SUPPLIED MATERIAL
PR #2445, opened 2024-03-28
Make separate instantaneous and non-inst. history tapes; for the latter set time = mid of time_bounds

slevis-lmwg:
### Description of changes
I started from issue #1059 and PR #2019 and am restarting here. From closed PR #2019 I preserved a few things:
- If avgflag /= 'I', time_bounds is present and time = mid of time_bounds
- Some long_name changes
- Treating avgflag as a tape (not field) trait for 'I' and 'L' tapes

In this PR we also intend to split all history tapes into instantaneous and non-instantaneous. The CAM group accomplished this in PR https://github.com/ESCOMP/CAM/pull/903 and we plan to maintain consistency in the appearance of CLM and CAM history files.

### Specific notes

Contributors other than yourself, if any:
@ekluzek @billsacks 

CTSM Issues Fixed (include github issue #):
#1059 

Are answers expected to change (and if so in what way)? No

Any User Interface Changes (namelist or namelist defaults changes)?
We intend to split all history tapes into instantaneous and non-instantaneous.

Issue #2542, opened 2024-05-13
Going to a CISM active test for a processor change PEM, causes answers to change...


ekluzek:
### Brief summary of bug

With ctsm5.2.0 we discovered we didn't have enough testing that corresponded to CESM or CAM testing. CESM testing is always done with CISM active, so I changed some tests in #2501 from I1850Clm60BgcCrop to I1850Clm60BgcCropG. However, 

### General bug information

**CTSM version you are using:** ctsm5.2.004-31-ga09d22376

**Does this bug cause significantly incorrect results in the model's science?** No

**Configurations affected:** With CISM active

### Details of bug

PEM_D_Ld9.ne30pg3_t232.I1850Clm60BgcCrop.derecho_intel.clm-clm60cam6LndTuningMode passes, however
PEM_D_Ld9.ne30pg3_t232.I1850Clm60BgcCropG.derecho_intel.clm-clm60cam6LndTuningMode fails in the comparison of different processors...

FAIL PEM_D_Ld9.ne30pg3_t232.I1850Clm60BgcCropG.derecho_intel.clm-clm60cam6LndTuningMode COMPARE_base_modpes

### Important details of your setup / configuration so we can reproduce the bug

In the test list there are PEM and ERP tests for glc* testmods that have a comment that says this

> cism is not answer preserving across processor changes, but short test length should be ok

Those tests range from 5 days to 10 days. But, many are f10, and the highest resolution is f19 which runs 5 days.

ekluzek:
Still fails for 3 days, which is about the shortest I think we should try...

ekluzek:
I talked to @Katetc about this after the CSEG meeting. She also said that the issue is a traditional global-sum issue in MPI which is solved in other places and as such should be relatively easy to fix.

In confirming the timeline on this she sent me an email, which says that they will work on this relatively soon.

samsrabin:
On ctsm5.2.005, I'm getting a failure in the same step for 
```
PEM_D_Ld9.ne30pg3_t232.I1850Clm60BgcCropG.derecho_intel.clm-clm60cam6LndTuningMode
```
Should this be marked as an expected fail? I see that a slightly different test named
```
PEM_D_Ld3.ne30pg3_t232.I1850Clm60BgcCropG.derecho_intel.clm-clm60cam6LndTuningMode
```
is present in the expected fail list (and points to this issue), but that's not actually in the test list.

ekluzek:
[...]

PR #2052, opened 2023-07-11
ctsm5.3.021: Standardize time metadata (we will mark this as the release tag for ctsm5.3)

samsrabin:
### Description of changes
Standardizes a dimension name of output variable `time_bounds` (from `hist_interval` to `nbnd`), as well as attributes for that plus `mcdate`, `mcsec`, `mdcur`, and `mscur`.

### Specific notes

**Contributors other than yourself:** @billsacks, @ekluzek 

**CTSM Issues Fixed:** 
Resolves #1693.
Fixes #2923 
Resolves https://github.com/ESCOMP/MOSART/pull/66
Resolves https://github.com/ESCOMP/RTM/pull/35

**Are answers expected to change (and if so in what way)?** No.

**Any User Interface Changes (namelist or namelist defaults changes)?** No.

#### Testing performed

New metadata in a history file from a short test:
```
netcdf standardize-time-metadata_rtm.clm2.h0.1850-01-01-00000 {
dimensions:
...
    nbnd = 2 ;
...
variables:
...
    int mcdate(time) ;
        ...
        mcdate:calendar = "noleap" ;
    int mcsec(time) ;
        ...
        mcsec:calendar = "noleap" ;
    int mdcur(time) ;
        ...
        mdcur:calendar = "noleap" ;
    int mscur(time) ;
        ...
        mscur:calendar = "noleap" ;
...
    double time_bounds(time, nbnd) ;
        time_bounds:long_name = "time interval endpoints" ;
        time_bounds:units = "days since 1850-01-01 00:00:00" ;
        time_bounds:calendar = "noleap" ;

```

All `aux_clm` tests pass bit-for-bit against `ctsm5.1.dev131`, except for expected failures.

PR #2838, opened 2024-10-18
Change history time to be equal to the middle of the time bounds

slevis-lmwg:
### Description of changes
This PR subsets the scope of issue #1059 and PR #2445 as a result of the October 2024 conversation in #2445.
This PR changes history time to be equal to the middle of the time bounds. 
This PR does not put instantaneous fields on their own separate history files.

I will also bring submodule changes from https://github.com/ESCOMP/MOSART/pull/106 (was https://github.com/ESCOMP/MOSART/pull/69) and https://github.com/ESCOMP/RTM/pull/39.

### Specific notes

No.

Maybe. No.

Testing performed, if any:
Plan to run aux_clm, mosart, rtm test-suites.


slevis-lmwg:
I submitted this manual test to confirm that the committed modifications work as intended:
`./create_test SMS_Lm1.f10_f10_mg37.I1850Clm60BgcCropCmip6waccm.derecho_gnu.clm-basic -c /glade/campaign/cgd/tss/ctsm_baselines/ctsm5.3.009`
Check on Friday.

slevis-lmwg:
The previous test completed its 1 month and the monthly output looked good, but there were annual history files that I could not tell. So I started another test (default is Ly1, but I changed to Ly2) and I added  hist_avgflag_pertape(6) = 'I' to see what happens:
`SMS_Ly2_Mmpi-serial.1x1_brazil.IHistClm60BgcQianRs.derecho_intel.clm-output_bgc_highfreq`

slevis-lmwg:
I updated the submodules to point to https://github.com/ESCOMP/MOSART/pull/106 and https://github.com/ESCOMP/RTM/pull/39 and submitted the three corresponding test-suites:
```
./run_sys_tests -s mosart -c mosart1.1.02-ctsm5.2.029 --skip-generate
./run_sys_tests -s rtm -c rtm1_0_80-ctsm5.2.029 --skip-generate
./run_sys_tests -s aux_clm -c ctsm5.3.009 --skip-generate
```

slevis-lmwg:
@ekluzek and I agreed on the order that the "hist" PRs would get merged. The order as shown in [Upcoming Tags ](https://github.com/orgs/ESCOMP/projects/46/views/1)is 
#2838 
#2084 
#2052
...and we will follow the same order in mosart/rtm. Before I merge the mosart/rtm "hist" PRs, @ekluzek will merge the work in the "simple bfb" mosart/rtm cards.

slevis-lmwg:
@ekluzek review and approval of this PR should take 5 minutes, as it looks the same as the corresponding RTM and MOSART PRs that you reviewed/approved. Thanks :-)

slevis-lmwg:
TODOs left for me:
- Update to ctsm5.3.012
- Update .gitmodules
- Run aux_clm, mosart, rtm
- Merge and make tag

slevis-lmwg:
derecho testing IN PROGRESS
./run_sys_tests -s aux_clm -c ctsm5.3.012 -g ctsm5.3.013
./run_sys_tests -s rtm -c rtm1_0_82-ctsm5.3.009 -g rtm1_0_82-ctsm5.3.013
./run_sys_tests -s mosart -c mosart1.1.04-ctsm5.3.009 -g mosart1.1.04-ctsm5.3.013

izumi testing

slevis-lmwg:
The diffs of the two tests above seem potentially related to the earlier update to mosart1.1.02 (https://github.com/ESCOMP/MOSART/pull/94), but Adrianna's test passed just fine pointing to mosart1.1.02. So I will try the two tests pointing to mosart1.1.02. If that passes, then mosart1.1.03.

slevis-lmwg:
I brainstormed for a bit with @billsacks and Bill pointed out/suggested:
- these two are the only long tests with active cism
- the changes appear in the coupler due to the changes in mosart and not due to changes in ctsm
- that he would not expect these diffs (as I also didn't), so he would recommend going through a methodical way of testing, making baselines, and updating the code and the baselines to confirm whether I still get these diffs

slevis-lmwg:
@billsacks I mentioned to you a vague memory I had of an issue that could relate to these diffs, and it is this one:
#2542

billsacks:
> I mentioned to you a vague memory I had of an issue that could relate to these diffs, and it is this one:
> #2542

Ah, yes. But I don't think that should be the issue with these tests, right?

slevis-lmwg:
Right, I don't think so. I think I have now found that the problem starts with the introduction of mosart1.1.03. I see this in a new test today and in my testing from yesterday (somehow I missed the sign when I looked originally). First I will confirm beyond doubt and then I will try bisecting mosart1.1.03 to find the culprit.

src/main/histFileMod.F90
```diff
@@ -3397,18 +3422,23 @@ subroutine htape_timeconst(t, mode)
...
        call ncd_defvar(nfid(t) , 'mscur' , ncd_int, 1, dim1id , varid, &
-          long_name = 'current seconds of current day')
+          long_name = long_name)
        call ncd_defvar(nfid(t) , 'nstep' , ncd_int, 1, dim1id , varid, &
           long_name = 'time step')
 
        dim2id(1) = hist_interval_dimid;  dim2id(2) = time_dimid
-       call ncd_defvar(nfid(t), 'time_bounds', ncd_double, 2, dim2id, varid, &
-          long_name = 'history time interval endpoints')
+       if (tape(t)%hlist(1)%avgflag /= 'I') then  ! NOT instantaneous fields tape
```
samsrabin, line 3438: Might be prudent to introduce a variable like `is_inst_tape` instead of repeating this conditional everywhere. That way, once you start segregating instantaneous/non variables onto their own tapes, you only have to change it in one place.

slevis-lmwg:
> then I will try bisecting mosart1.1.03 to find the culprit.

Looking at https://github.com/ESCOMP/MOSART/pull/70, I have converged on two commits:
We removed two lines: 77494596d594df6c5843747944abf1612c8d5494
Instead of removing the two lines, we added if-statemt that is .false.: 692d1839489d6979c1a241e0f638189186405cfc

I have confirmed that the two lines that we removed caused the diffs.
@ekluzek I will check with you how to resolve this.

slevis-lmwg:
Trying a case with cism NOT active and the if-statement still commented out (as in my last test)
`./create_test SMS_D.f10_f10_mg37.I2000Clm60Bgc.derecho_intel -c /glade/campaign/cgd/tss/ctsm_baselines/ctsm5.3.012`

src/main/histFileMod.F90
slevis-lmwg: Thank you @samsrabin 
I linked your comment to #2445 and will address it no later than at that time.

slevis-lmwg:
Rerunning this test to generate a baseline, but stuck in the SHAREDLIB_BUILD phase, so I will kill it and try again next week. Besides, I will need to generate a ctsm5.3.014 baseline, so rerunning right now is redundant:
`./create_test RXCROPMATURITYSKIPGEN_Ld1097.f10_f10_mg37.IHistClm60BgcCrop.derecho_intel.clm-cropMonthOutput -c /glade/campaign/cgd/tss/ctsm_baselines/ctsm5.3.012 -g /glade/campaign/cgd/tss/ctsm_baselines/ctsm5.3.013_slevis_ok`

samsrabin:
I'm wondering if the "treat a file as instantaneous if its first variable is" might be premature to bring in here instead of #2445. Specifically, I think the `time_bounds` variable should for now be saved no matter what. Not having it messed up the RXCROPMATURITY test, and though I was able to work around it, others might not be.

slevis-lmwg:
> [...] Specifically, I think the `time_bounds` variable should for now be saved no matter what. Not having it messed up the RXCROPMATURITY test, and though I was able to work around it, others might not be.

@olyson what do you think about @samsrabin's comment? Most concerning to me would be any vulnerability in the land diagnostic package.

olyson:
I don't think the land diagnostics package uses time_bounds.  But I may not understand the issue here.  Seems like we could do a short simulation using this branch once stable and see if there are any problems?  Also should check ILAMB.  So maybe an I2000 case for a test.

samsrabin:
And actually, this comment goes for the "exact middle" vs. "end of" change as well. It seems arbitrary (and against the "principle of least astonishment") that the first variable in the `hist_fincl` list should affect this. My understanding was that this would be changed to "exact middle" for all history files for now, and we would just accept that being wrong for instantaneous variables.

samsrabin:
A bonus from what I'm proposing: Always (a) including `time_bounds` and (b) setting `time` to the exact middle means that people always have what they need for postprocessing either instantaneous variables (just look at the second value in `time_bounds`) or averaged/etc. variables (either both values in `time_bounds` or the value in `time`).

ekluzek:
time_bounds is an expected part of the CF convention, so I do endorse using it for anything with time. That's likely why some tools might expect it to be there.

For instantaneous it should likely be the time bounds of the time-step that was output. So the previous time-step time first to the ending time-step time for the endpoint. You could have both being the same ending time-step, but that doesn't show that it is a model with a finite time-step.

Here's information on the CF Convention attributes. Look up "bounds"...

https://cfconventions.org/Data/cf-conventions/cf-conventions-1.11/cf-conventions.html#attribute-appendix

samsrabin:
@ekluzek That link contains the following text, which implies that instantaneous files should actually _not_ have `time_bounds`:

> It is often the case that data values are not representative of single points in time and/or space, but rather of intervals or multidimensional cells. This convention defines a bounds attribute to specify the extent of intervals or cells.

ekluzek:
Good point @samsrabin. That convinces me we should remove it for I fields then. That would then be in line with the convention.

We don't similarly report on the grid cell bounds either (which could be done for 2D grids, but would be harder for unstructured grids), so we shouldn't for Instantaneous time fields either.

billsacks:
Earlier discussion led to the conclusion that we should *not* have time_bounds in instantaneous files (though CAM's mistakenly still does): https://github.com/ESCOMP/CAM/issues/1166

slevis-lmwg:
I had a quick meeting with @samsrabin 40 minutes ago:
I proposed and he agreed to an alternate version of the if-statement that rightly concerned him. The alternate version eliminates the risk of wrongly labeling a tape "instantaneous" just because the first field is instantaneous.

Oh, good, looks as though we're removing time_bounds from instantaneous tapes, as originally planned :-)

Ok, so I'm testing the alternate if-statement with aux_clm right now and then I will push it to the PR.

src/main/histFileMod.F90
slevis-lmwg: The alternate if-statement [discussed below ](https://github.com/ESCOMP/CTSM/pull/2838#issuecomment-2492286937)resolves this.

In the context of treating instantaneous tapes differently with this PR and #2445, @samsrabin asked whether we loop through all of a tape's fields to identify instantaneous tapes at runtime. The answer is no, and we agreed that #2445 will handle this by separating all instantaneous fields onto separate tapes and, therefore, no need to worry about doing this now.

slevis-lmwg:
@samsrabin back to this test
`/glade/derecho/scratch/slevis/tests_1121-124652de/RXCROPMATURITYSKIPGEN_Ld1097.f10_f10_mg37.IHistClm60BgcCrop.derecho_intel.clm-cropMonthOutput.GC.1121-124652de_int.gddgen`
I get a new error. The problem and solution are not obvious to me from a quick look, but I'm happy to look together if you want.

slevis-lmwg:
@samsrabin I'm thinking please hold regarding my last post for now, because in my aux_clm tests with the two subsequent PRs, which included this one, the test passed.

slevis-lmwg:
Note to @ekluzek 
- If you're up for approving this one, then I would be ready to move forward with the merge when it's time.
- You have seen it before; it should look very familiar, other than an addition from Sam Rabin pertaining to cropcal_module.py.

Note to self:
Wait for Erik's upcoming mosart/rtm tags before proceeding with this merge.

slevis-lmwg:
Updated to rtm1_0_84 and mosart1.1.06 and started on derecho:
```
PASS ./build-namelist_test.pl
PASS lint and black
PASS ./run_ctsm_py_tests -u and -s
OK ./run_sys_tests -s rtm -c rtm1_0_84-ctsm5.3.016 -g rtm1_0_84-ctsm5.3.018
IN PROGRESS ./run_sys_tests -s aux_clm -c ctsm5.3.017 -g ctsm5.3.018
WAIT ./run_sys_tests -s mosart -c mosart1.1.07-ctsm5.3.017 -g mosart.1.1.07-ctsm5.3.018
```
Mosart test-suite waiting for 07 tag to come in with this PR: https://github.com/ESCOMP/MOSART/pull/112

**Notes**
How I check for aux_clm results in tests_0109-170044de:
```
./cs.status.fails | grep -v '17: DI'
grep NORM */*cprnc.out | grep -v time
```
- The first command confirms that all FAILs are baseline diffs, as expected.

YOUR GOAL
Your response should be the lines above from the first to the one containing "- Treating avgflag", inclusive, each given exactly.

SOLUTION FOR THIS EXERCISE
PR #2445, opened 2024-03-28
Make separate instantaneous and non-inst. history tapes; for the latter set time = mid of time_bounds

slevis-lmwg:
### Description of changes
I started from issue #1059 and PR #2019 and am restarting here. From closed PR #2019 I preserved a few things:
- If avgflag /= 'I', time_bounds is present and time = mid of time_bounds
- Some long_name changes
- Treating avgflag as a tape (not field) trait for 'I' and 'L' tapes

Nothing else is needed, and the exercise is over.